All lines below containing the string "Confirmed" are to be copied.

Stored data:
-=-=-

PR #3205, opened 2025-08-20
materialize-google-pubsub: key fields should be OPTIONAL

jgraettinger:
**Description:**

**Workflow steps:**

**Notes for reviewers:**

- - -
This change is [Reviewable](https://reviewable.io/reviews/estuary/connectors/3205)

### DIFF
--- a/materialize-google-pubsub/driver.go
+++ b/materialize-google-pubsub/driver.go
@@ -151,6 +151,8 @@ func (d driver) Validate(ctx context.Context, req *pm.Request_Validate) (*pm.Res
 			case projection.IsRootDocumentProjection():
 				constraint.Type = pm.Response_Validated_Constraint_LOCATION_REQUIRED
 				constraint.Reason = "The root document must be materialized"
+			case projection.IsPrimaryKey:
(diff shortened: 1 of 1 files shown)


williamhbaker (commented):
This seems fine, although I'm actually not entirely sure how it will work / ever did work.

The materialization actually uses the packed key for publishing messages: https://github.com/estuary/connectors/blob/4f733655e7c596d815f6a50bf2127d6e5cccbf1f/materialize-google-pubsub/transactor.go#L58

If the collection keys were previously forbidden, I guess the packed key should have been empty? Or perhaps that packed key part disregards field selection...or maybe it used to and won't going forward?

I'm just a little confused, since I think the connector _did_ actually work before, but now I don't know how it did.

Another angle - from what I understand, the selection of key fields for materialization determines how documents are reduced. So selecting no key fields should have had the effect of reducing every transaction into a single document(?). If that is true, then I'd expect key fields should be recommended instead of optional. I am somewhat fuzzy on the semantics of constraints with the new field selection logic though, and vaguely recall that there may not be a different between the two going forward in actuality.

jgraettinger:
That's right, recommended is not a thing for constraints anymore

williamhbaker (approved):

PR #3654, opened 2025-12-23
source-facebook-marketing-native: update retry logic

JustinASmith:
**Description:**

We are seeing elusive HTTP 500 errors in Prod captures still: `"error\":{\"code\":1,\"message\":\"An unknown error occurred\",\"error_subcode\":99}}`

From what I can find, this may mean we are still requesting too much data.

- Increase retry limit from 5 to 15
- Retry all retriable errors not just 500
- Retry even if we are at 1 for our page size
- Include `"unknown error"` in condition to reduce page size

**Workflow steps:**

**Notes for reviewers:**


danielnelson (approved):
This will retry 4xx errors as well?  Typically, I would retry all 5xx unless the API is doing something non-standard.

PR #3655, opened 2025-12-29
source-zoho: new connector

nicolaslazo:
**Description:**

This PR adds `source-zoho`, a new capture connector that reads module data from the Zoho CRM. It is designed to dynamically discover and collect all modules and fields on the user's account. Like other sources with formula fields, it regularly schedules backfills to merge in updated formula values.

**Workflow steps:**

**Notes for reviewers:**

Zoho offers multiple APIs to fetch data with, each varying in rate limits, response time, and output formats. The [Bulk Read API](https://www.zoho.com/crm/developer/docs/api/v8/bulk-read/overview.html) has a round-trip time of multiple minutes and is relegated to only working on backfills, while [COQL](https://www.zoho.com/crm/developer/docs/api/v8/COQL-Overview.html) is used in incremental fetches for its sub-second response time. The main conflict between these two is that the former returns records in CSV format while the latter uses JSON. To reconcile these differences, an exhaustive pattern matching field validator has been implemented. The connector will error out in the case that an unknown data type is found to prevent malformed data from being persisted.

The testing cycle for the field normalisation function was as follows:

1. Wait for all backfills to complete
2. For every module, create one record with all fields present
3. Wait for incremental fetches to complete. If any data types were not being handled, implement a new match case
4. Once all fetches are complete, make note of all the new documents
5. Issue a backfill to collect those same documents through the bulk API
6. Use JSON diffing to ensure output consistency between both methods

Test account credentials can be provided if required.

On a different note, this connector presents an issue that has not been solved. Zoho is very strict about the number of access token refreshes that can be performed in a small window of time and will respond with HTTP 400 errors once the rate limit is exceeded. By necessity, the CDK will refresh the token twice when publishing the capture, and backfills might fail because of this. The issue can be resolved by waiting a few minutes, but 400 error messages will be displayed on logs.


source-zoho/source_zoho/models.py
```diff
@@ -0,0 +1,335 @@
...
+    "ZohoCRM.bulk.READ",  # For Bulk Read API (backfills)
+    "ZohoCRM.coql.READ",  # For COQL queries (incremental)
+    "ZohoCRM.modules.READ",  # For reading module data
+    "ZohoCRM.settings.modules.READ",  # For reading module metadata
+    "ZohoCRM.settings.fields.READ",  # For field metadata
+]
+ALWAYS_REQUIRED_DOCUMENT_FIELDS = {"id", "Modified_Time"}
+
+UNSUPPORTED_MODULES = {
+    # Modules that get listed but aren't actually supported
```
Alex-Bair: nit: could we add some more information in this comment about why these listed modules aren't supported?

source-zoho/source_zoho/models.py
```diff
@@ -0,0 +1,335 @@
...
+    accessTokenHeaders={"content-type": "application/x-www-form-urlencoded"},
+    accessTokenBody=(
+        "grant_type=authorization_code"
+        + r"&client_id={{#urlencode}}{{{ client_id }}}{{/urlencode}}"
+        + r"&client_secret={{#urlencode}}{{{ client_secret }}}{{/urlencode}}"
+        + r"&redirect_uri={{#urlencode}}{{{ redirect_uri }}}{{/urlencode}}"
+        + r"&code={{#urlencode}}{{{ code }}}{{/urlencode}}"
+    ),
+    accessTokenResponseMap={
+        "access_token": "/access_token",
```
Alex-Bair: Including `access_token` and `access_token_expires_at` here in `accessTokenResponseMap` causes them to be included in the connector config in the spec. We don't need either of those fields in the config since the connector's using the CDK's `BaseOAuth2Credentials` class, and that just requires the `refresh_token`.

source-zoho/config.yaml
```diff
@@ -0,0 +1,18 @@
+credentials:
+    client_id_sops: ENC[AES256_GCM,data:kUhhnO+LNwzezY2wEWepFzR0Twz8sN13lqmlCaT2LKwTqe0=,iv:MZ6NdOs9s9uT97lAzzmDUgk4LlglezI2o12VOZdAx5k=,tag:CpaaBoIBAFJ7YQzyin8e9A==,type:str]
+    client_secret_sops: ENC[AES256_GCM,data:XtkkRkPyBJmQa/vA1czbhj2OqnP3mjM1Lh1hZuW5g8kGlVTcMrz22XBC,iv:xbwwKqr+cA1PdhSMTFmj7S35e7zDPQrkQBu5T2qU4Po=,tag:JYUvAC2Qq/Vn81X9/6y4wA==,type:str]
+    credentials_title: OAuth Credentials
+    refresh_token_sops: ENC[AES256_GCM,data:yb4s9nBFVeMLqxGwjPStk+MGuSo5Cql4lY14F55ltbdJNKcWkNo07rrBCvk32HG7U1aA0+C5EdxOqTj9hoKdTdCKaUpyiA==,iv:+hxT1/C1PVsv5Kw7dI2+a9nur1PE5vaMjBiQLnSBXQM=,tag:4lxK8cVx7jLg97QDJ0KHQA==,type:str]
+    access_token: 1000.cd0d8041f5020f86bc2fba518163e67e.582e86c1a14e74c8bfbed6edcd9947eb
+    access_token_expires_at: 1767011627
```
Alex-Bair: Related to my comment [here](https://github.com/estuary/connectors/pull/3655/changes#r2658134047), we won't want to include either `access_token` or `access_token_expires_at` in `config.yaml`.

Also, although we won't be including `access_token` in the config for this connector, when we do, we want to make sure it's encrypted with `sops` instead of in plaintext. The CDK typically handles this when we use one of the authentication classes it provides, but the `access_token` field here is unencrypted since it's an additional field specified in the `OAUTH2_SPEC.accessTokenResponseMap` that's not present in the `BaseOAuth2Credentials` model.

source-zoho/source_zoho/bulk_api.py
```diff
@@ -0,0 +1,308 @@
...
+
+CSV_CONFIG = CSVConfig(
+    delimiter=",",
+    quotechar='"',
+    lineterminator="\n",
+    encoding="utf-8",
+)
+
+
+def sleep_time_gen() -> Generator[float]:
```
Alex-Bair: nit: since this generator is internal to `bulk_api.py`, could we prepend its name with a `_` to make it `_sleep_time_gen` so it's a little clearer it's only used in this file?

source-zoho/source_zoho/bulk_api.py
```diff
@@ -0,0 +1,308 @@
...
+            for attempt, sleep_delay in enumerate(sleep_time_gen(), start=1):
+                job_details = await self._check_status(job_id)
+
+                if job_details.state == BulkJobState.COMPLETED:
+                    if job_details.result is None:
+                        self.log.warning(
+                            "Bulk job completed but no result available",
+                            {"job_id": job_id},
+                        )
+                        return
```
Alex-Bair: nit: I think it'd be a bit clearer if this early return happened outside of the loop where we're polling the job status. That'd help separate the different handling for fetching the job status and for taking an action when the job completes. I was thinking this return could be done after exiting the loop but before attempting to fetch results:
```python
assert job_details is not None
if job_details.result is None:
    # log and return early

download_url = self.base_url + job_details.result.download_path

```

source-zoho/source_zoho/bulk_api.py
```diff
@@ -0,0 +1,308 @@
...
+
+            if not job_details.result.more_records:
+                break
+
+            page_token = job_details.result.next_page_token
+            if not page_token:
+                self.log.warning(
+                    "more_records is True but no next_page_token provided",
+                    {"job_id": job_id},
+                )
```
Alex-Bair: Have you seen the response indicate there are more records with `more_records` but not provide a `next_page_token` when you've been testing? If so, instead of allowing the function to return & let the connector potentially miss data, we should figure out what this situation means and make sure we're not suppose to use some other way to fetch the remaining records.

source-zoho/source_zoho/models.py
```diff
@@ -0,0 +1,335 @@
...
+class FieldTypeFilter(StrEnum):
+    ALL = auto()
+    FORMULA = auto()
+
+
+class ZohoModule(BaseCSVRow, extra="allow"):
+    api_name: ClassVar[str]
+    generated_type: ClassVar[
+        str | None
+    ]  # "default", "linking", "subform", "web", "custom"
```
Alex-Bair: nit: I see both `ZohoModule` and `ModuleListing` have a `generated_type` class variable with similar comments that I assume indicates the possible values. What do you think about having a `StrEnum` whose members are those values to make it more explicit what the possible values are? Then we can use that `StrEnum` in the type annotations for `generated_type` instead of `str`?

source-zoho/source_zoho/resources.py
```diff
@@ -0,0 +1,142 @@
...
+
+    def make_resource(module: type[ZohoModule]) -> Resource:
+        return Resource(
+            name=module.api_name,
+            key=["/id"],
+            model=module,
+            open=functools.partial(open, module),
+            initial_state=ResourceState(
+                backfill=ResourceState.Backfill(
+                    cutoff=cutoff, next_page=start_date.isoformat(timespec="seconds")
```
Alex-Bair: nit: Instead of seeding `next_page` with a non-`None` initial state, let's have `None` be the initial `next_page` state, then determine within the `backfill_module` function whether or not to use the start date in the config. See this [comment](https://github.com/estuary/connectors/pull/3372#discussion_r2417066148) for more context on the reasoning for doing this. tl;dr - we may build a feature into the platform that relies on the "beginning backfill" and "resuming backfill" logs from the CDK, and providing an initial `next_page` of `None` allows the CDK to determine when a backfill is starting vs. resuming.

source-zoho/source_zoho/bulk_api.py
```diff
@@ -0,0 +1,308 @@
...
+
+    timeout = datetime.now(tz=UTC) + TARGET_BACKFILL_INVOCATION_RUN_TIME
+    timeout_checkpoint: datetime | None = None
+
+    log.info(
+        "Initiating bulk backfill",
+        {"page_ts": page_ts, "cutoff": cutoff, "timeout": timeout},
+    )
+
+    bulk_manager = BulkJobManager(base_url, http, log)
```
Alex-Bair: Do we need a `bulk_manager` for each stream? I wouldn't anticipate so since the `bulk_manager` is general enough to work for any streams. I think we could just create a single `bulk_manager` instance in the `all_resources` function, then provide it to each stream's partial `fetch_page` function.

Alex-Bair (commented):
I had a handful of comments. Quite a few were because I don't have a clear idea of when we should use `page` vs. `page_token` to paginate through Bulk API results. Any clarity you can provide around that would be appreciated.

> On a different note, this connector presents an issue that has not been solved. Zoho is very strict about the number of access token refreshes that can be performed in a small window of time and will respond with HTTP 400 errors once the rate limit is exceeded. By necessity, the CDK will refresh the token twice when publishing the capture, and backfills might fail because of this.

We can talk about this problem more when we meet next week as well, but it looks like both `validate_credentials` and `all_resources` are instantiating a new `TokenSource`. Both `TokenSource`s will try to fetch a fresh access token the first time they make an API call, meaning we'll unnecessarily fetch a duplicate access token as part of `validate` within `all_resources`. We could add a guard clause in `all_resources` to only instantiate a new `TokenSource` if one doesn't already exist on the `http` client:
```python
async def all_resources(
    log: Logger,
    http: HTTPMixin,
    config: EndpointConfig,
) -> list[Resource]:
    if http.token_source is None:
        http.token_source = TokenSource(
            oauth_spec=OAUTH2_SPEC, credentials=config.credentials
        )

```
That'll remove at least one access token refresh request during the publication process.

source-zoho/source_zoho/bulk_api.py
nicolaslazo: I agree, I haven't seen this come up in testing. I'll turn it into an `assert` for typing reasons

source-zoho/source_zoho/models.py
```diff
@@ -0,0 +1,335 @@
...
+
+            case _, _:
+                raise ValueError(
+                    f"Unexpected field type found. Data type: {data_type}, JSON type: {json_type}"
+                )
+
+    @model_validator(mode="before")
+    @classmethod
+    def normalize_coql_data(cls, data: Any, context: ValidationInfo) -> Any:
+        """Convert COQL output to the bulk API format for consistency."""
```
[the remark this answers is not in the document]
nicolaslazo: I'll include the explanation in the function's docstring 💪

source-zoho/source_zoho/models.py
```diff
@@ -0,0 +1,335 @@
...
+            case "string" | "integer", _ if isinstance(value, str | None):
+                return value
+
+            case "double" | "integer", _ if isinstance(
+                value, float | int | Decimal | None
+            ):
+                return str(value) if value is not None else None
+
+            case "boolean", "boolean":
+                return "true" if value else "false"
```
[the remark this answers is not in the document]
nicolaslazo: Yup. We could have a Bulk API field normalisation function the same way we do with COQL data and implement the conversion there

PR #3718, opened 2026-01-06
materialize-motherduck: add max object size to store delete query

danielnelson:
**Description:**

If this value is too small then motherduck may produce an error, the current default size is 16MiB.  Since our documents can be up to 64MiB we increase this value to make sure all objects can be read.

**Workflow steps:**

No changes

None

**Notes for reviewers:**


williamhbaker (approved):
LGTM

PR #3752, opened 2026-01-13
Updating error messaging

jonwihl:
**Description:**

Updates the error message to be more actionable.

**Workflow steps:**

**Notes for reviewers:**


JustinASmith (approved):
LGTM

danielnelson (commented):
I don't think we should reference UI operations in the errors, can we rephrase it to be more interface agnostic?  Perhaps something like: `changing from delta updates to standard updates is not allowed without backfilling`.

PR #3758, opened 2026-01-15
source-iterable-native: new connector

Alex-Bair:
**Description:**

This commit introduces an initial implementation of a native Iterable capture connector. See the `README.md` for notable API features and connector design decisions.

After merging this connector, the `source-iterable` connector should be marked as deprecated.

**Workflow steps:**

Documentation should be created for the new connector.

**Notes for reviewers:**

Tested on a development stack. Confirmed all streams capture documents and complete their backfills, snapshots, and/or incremental replication.


source-iterable-native/source_iterable_native/export_job_manager/__init__.py
```diff
@@ -0,0 +1,184 @@
...
+            self.log.debug(f"Reading export job results.", {
+                "job_id": job_id,
+                "file": file.file,
+            })
+
+            _, lines = await self.http.request_lines(
+                self.log,
+                file.url,
+                # file.url is a pre-signed URL, and we shouldn't include
+                # the Iterable API key when reading results with that URL.
```
JustinASmith: Does the signed URL expire? Often times signed URLs do expire for security reasons and just want to make sure this was thought about.

source-iterable-native/source_iterable_native/models.py
```diff
@@ -0,0 +1,412 @@
...
+
+        parts = [
+            cls._get_id_part(data, "createdAt"),
+            cls._get_id_part(data, "email"),
+            cls._get_id_part(data, "itblUserId"),
+            cls._get_id_part(data, "campaignId"),
+            cls._get_id_part(data, "eventName"),
+            event_type,
+        ]
+        data["_estuary_id"] = xxhash.xxh128("|".join(parts).encode()).hexdigest()
```
JustinASmith: Good choice of hashing algorithm. Based on a brief review, `xxHash` appears fast and robust with respect to collision avoidance for this context.

source-iterable-native/source_iterable_native/export_job_manager/models.py
```diff
@@ -0,0 +1,81 @@
...
+class GetExportFilesResponse(BaseModel):
+    class ExportFile(BaseModel):
+        file: str
+        url: str
+
+    # exportTruncated is True if the total export size
+    # exceeded the max allowed 100GB size & was truncated
+    # (i.e. we need to request a smaller date range to
+    # ensure we don't miss data)
+    exportTruncated: bool
```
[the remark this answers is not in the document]
Alex-Bair: I'm 99% certain it's the latter, although I'm running a test right now to be completely certain. The test has processed ~10GB in an hour, which is a pretty long time for an export job to run, and it hasn't truncated the job yet. If it continues at the current pace, it could take about 10 hours for an export job to set `exportTruncated` to `True`.

The connector tries to keep the result set size to a more manageable amount by only requesting at most 5 days of data, which helps reduce both how long the export job takes to complete as well as how likely it is for the job to be truncated. It feels fairly unlikely that jobs requesting 5 days of data will get truncated or take very long to complete. If we do see that happen though, we can decrease the `INITIAL_EXPORT_DATE_WINDOW_SIZE` or expose it as a config setting; I wanted to avoid the config setting option for now though until we could see how well the 5 day `INITIAL_EXPORT_DATE_WINDOW_SIZE` works for users.

PR #3759, opened 2026-01-15
build-local: update for Python CDK-based connectors

Alex-Bair:
**Description:**

We've been passing around a `build-local-python.sh` script in back alleys for building Python CDK-based connectors during development. That's not ideal; ~~it'd be better if the `build-local.sh` script worked for all connectors in the `connectors` repo, so I've updated the script to work for Go, Rust, and Python CDK-based connectors.~~

Edit: I was wrong, `build-local.sh` already worked for Python CDK-based connectors by specifying the `./estuary-cds/common.Dockerfile` as the second argument. It'd still be nice to not have to specify it when using `build-local.sh`, which will be the main improvement of this PR.

**Workflow steps:**

The way to use the `build-local.sh` script is the same as it was before: `./build-local.sh <connector-name> [Dockerfile]`

**Notes for reviewers:**

Confirmed the script works to build:
- `materialize-iceberg` (Go) and `source-kafka` (Rust) that have Dockerfiles located in the connector's directory
- `source-hubspot-native` (Python CDK-based) that uses the `estuary-cdk/common.Dockerfile`

### DIFF
--- a/build-local.sh
+++ b/build-local.sh
@@ -1,33 +1,51 @@
 #!/bin/bash
-if [[ $# < 1 ]]; then
+
+set -e
+
+SCRIPT_DIR="$(cd "$(dirname "${BASH_SOURCE[0]}")" && pwd)"
+
+name="$1"
+
+if [[ -z "$name" ]]; then
     echo "This script builds \"<connector_name>:local\" images for testing."
-    echo "Usage: build-local.sh <connector_name> <Dockerfile>"
+    echo ""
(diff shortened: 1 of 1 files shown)


JustinASmith (approved):
LGTM! FWIW, this script worked for any connectors I'm pretty sure as long as you specify in the second argument the proper Dockerfile.

These changes are worth it though so we get exits on any non-zero exit codes, clear variable names, and automatic Dockerfile selection.

PR #3763, opened 2026-01-16
source-hubspot-native: add campaigns stream

### LINKED ISSUE #3762: source-hubspot-native: add `campaigns` stream
Docs URL: https://developers.hubspot.com/docs/api-reference/marketing-campaigns-public-api-v3/campaign/get-marketing-v3-campaigns-

nicolaslazo:
**Description:**

This PR implements a new `campaigns` stream for `source-hubspot-native`. Closes #3762 .

**Workflow steps:**

**Notes for reviewers:**

Campaigns have been excluded from snapshot tests as they require a HubSpot Sales subscription. The stream has been tested locally with a time limited free trial.


source-hubspot-native/source_hubspot_native/api.py
```diff
@@ -75,6 +76,27 @@
...
+    "hs_owner",
+    "hs_currency_code",
+    "hs_created_by_user_id",
+    "hs_campaign_status",
+    "hs_object_id",
+    "hs_name",
+    "hs_utm",
+    "hs_budget_items_sum_amount",
+    "hs_spend_items_sum_amount",
+}
```
Alex-Bair: nit: I assume there's not a way to determine these fields from the metadata returned in the `/crm/v3/properties/campaign` response. Is that right? It may not be possible, but I'd like to avoid having to update this set ourselves if/when HubSpot decides to add a new readable property to campaigns.

PR #3810, opened 2026-01-21
source-google-ads: make primary key fields non-nullable in custom query schemas

Alex-Bair:
**Description:**

Custom query streams dynamically generate their JSON schemas by querying the Google Ads API for field metadata. Previously, all fields were marked as nullable (e.g., `["integer", "null"]`), including fields specified as primary keys by the user.

This change checks if each field is part of the user-specified primary key and, if so, generates a non-nullable type (e.g., `"integer"` instead of `["integer", "null"]`).

Discover snapshot changes are expected - collection key fields for the example custom stream are no longer discovered as nullable.

**Workflow steps:**

**Notes for reviewers:**

Confirmed via `flowctl raw discover` that fields that are part of the collection key schema for custom streams are no longer nullable. You can see this in `acmeCo/my_custom_query.schema.yaml` with the `customer.id` and `segments.date` fields.

### DIFF
--- a/source-google-ads/acmeCo/my_custom_query.schema.yaml
+++ b/source-google-ads/acmeCo/my_custom_query.schema.yaml
@@ -46,9 +46,7 @@ properties:
     - boolean
     - 'null'
   customer.id:
-    type:
-    - integer
-    - 'null'
+    type: integer
   metrics.conversions:
     type:
     - number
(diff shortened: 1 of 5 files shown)


JustinASmith (approved):
LGTM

-=-=-

▸ **Output of the exercise**
Tested on a development stack. Confirmed all streams capture documents and complete their backfills, snapshots, and/or incremental replication.
Confirmed the script works to build:
Confirmed via `flowctl raw discover` that fields that are part of the collection key schema for custom streams are no longer nullable. You can see this in `acmeCo/my_custom_query.schema.yaml` with the `customer.id` and `segments.date` fields.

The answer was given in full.